Flour's Famous Banana Bread

This is the first recipe I've tried from "Flour" cookbook which I bought months ago, and I was really curious about this Banana Bread, especially when I've read all the rave reviews from online. So naturally this recipe was bookmarked to try. I was actually curious whether will it be better than the one from Nigella's, which is my favourite banana bread at the moment.


As usual, I've reduced the amount of sugar for almost all of my bakes, and for this, from 230gm to 130gm and it was still sweet for me, maybe the bananas are really sweet. I did not have any creme fraiche so I've used homemade yoghurt instead. 


The cake bakes up nice, with an almost flat top and golden crust. Texture is a little dense but soft, moist, full of banana bits and walnuts. It is a cross between a cake and a bread. Comparing this to the Banana Bread by Nigella Lawson, my personal favourite between these two, is definitely Nigella's!  While this cake is nice, Nigella's is awesome! Nigella's banana bread has a softer, more tender and lighter texture, while appeals to me. But then if you like dense, soft and moist cake/bread, than this Flour's Famous Banana Bread is for you. 


Overall, this is a really nice Banana Bread. Great with a cup of warm tea or coffee.

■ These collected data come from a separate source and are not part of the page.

PR #998, opened 2015-05-22
Add WOFF 2.0 version of the `icomoon` font

alrra:
The WOFF 2.0 file format brings some improvements in compression rates compared to WOFF 1.0.

See also:

  * [WOFF 2.0 Specification](http://www.w3.org/TR/WOFF2/)
  * [Browser support](http://caniuse.com/#feat=woff2)


alrra:
>  but I think the browser support isn't where I'd like to see it. 

@rockbot @ceejbot Browsers that do **not** have support for the WOFF 2.0 font file format will just grab the next file format they support (e.g.: `icomoon.woff` file). The only difference this change makes is that users with browsers that **do** support WOFF 2.0 will get a smaller font file (the `icomoon.woff2` file), everyone else will get the exact same as before.

(I do apologize for not being crystal clear the first time)

alrra:
Also note that: The media type with which `.woff2` font files are served does matter (see [discussion](https://github.com/h5bp/server-configs-apache/issues/32#issuecomment-46683006)), but since you're using `hapi.js` that in the end [uses](https://github.com/hapijs/mimos/blob/ec5ddbc02a44f287b6a48f3135ab3cacbe80d707/package.json#L17) [`mime-db`](https://github.com/jshttp/mime-db), you [should be covered](https://github.com/jshttp/mime-db/commit/a7cb52fe085bc3cf7666e0367da9db8af5cc59d6)!

PR #1004, opened 2015-05-28
Adds package privacy information

rockbot:
Know we know if a package is public...
screen shot 2015-05-27 at 4 57 03 pm

or private...
screen shot 2015-05-27 at 4 58 37 pm

And you can see it at a glance on your profile page, too!
screen shot 2015-05-27 at 4 59 17 pm


handlers/package.js
```diff
@@ -36,7 +37,7 @@ package.show = function(request, reply) {
         return;
       }
 
-      if (pkg.dependents.results.length) {
+      if (_.get(pkg, 'dependents.results.length')) {
```
ceejbot: nice way to avoid a giant if clause

models/user.js
```diff
@@ -198,6 +197,19 @@ User.prototype.getPackages = function(name, page, callback) {
         return reject(err);
       }
 
+      // it feels like this should really go in the handler instead,
+      // though we have client-side code
+      // (assets/scripts/fetch-packages.js) that needs this
+      // functionality as well... thoughts?
+      if (body.items) {
+        body.items = body.items.map(function (p) {
```
ceejbot: could just `each` them here, since you're not mutating the list, just a package field. Meh. No need to change.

Flour's Famous Banana Bread
(adapted from "Flour", Joanne Chang)
1-1/2 cups (210gm) unbleached all-purpose flour
1 teaspoon baking soda
1/4 teaspoon ground cinnamon
1/2 teaspoon kosher salt (1/4 tsp fine sea salt)
1 cup plus 2 tablespoons (230gm) sugar (I use 130gm, still a little too sweet for me)
2 eggs
1/2 cup (100gm) canola oil
3-1/2 very ripe, medium bananas, peeled and mashed (1-1/3 cups mashed/about 340gm)
2 tablespoons creme fraiche or sour cream (I use yoghurt)
1 teaspoon vanilla extract
3/4 cup (75gm) walnut halves, toasted and chopped

  1. Position a rack in the center of the oven, and heat the oven to 325 degrees F. Butter a 9-by-5-inch loaf pan.
  2. In a bowl, sift together the flour, baking soda, cinnamon and salt. Set aside.
  3. Using a stand mixer fitted with the whip attachment (or a handheld mixer), beat together the sugar and eggs on medium speed for about 5 minutes, or until light and fluffy. (If you use a handheld mixer, this same step will take about 8 minutes).
  4. On low speed, slowly drizzle in the oil. Don't pour the oil in all at once. Add it slowly so it has time to incorporate into the eggs and doesn't deflate the air you have just beaten into the batter. Adding it should take about 1 minute. Add the bananas, creme fraiche, and vanilla and continue to mix on low speed just until combined.
  5. Using a rubber spatula, fold in the flour mixture and the nuts just until thoroughly combined. No flour streaks should be visible, and the nuts should be evenly distributed. Pour the batter into the prepared loaf pan and smooth the top.
  6. Bake for 1 to 1-1/4 hours, or until golden brown on top and the center springs back when you press it. If your finger sinks when you poke the bread, it needs to bake a little longer. Let cool in the pan on a wire rack for at least 30 minutes, and then pop it out of the pan to finish cooling.
  7. The banana bread can be stored tightly wrapped in plastic wrap at room temperature for up to 3 days. Or, it can be well wrapped in plastic wrap and frozen for up to 2 weeks; thaw overnight at room temperature for serving.